AMD’s market valuation currently stands at just $158 billion, which is paltry by FAANG standards, but there’s no doubt the company has as much of an impact on the tech sector as anyone. which of the names of this acronym. Currently, AMD shares are trading at a lower price/earnings multiple (25.5) than the Nasdaq-100 tech index (26.8), so this could be a great time to start building a position.

This top dog is down, but not out

Jamie Louko (Shopify): Shopify has had its ups and downs lately, and the stock has certainly been punished for it. Shares on this e-commerce platform are down 78% from their all-time highs. This is partly because the company sees e-commerce as a percentage of the downward trend in U.S. retail sales, and while e-commerce adoption is still higher than it was not in 2019, it is declining in line with the pre-pandemic situation. growth projections.

However, e-commerce is expected to become increasingly popular and Shopify will likely benefit from this. The company empowers small businesses to start, run, and grow their businesses to help compete with larger e-commerce sites. This venture has been quite successful: Shopify now has millions of merchants worldwide, which helped sell nearly $47 billion in merchandise volume in the second quarter of 2022.

Shopify merchants accounted for more than 10% of US retail e-commerce sales in 2021, but the company could take more of a share. Shopify is known for its innovation and is constantly delivering new features and products to help its merchants thrive. This could turn Shopify into a go-to platform and help it gain market share.

One of Shopify’s latest innovations is the Shopify Fulfillment Network (SFN), which allows merchants to offload shipping and fulfillment tasks to Shopify. It will be expensive to build, but it could add value. One of the advantages of big e-commerce players over small businesses is fast delivery times, so the fact that Shopify can achieve two-day delivery for the majority of orders could be a huge incentive to use the Shopify platform.

Shopify is a leader in the small business arena and tackles a huge market. Its high switching costs also make its platform sticky.

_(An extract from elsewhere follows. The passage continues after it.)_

PR #838, opened 2023-10-16
Dereference `datacenter` of type `&&str` when comparing with `&str`

oeb25:
I encountered a compile error when updating from `0.7.0` to `0.10.1`:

The company trades at 9.3 times its sales – a historically low valuation since its IPO in 2015. Although this is higher than other e-commerce stocks like Etsy and BigCommerce Holdings Shopify’s competitive advantages might be worth a premium.

Given this historically reasonable price, investors might want to invest in this top dog and hold onto it for the long term.

John Mackey, CEO of Whole Foods Market, an Amazon subsidiary, is a board member of The Motley Fool. Suzanne Frey, an executive at Alphabet, is a board member of The Motley Fool. Randi Zuckerberg, former director of market development and spokesperson for Facebook and sister of Meta Platforms CEO Mark Zuckerberg, is a board member of The Motley Fool. Anthony Di Pizio has no position in the stocks mentioned. Jamie Louko holds positions at Amazon, Apple, Cloudflare, Inc., Etsy, Shopify, and Tesla. Trevor Jennewine holds roles at Amazon, Etsy, Shopify, and Tesla. The Motley Fool holds and recommends Advanced Micro Devices, Alphabet (A shares), Alphabet (C shares), Amazon, Apple, BigCommerce Holdings, Inc., Cloudflare, Inc., Etsy, Meta Platforms, Inc., Microsoft, Netflix, Shopify and Tesla. The Motley Fool recommends the following options: Shopify January 2023 $1140 long call, Apple March 2023 long call $120, Shopify January 2023 $1160 short call, and March 2023 $130 short call 2023 on Apple. The Motley Fool has a disclosure policy.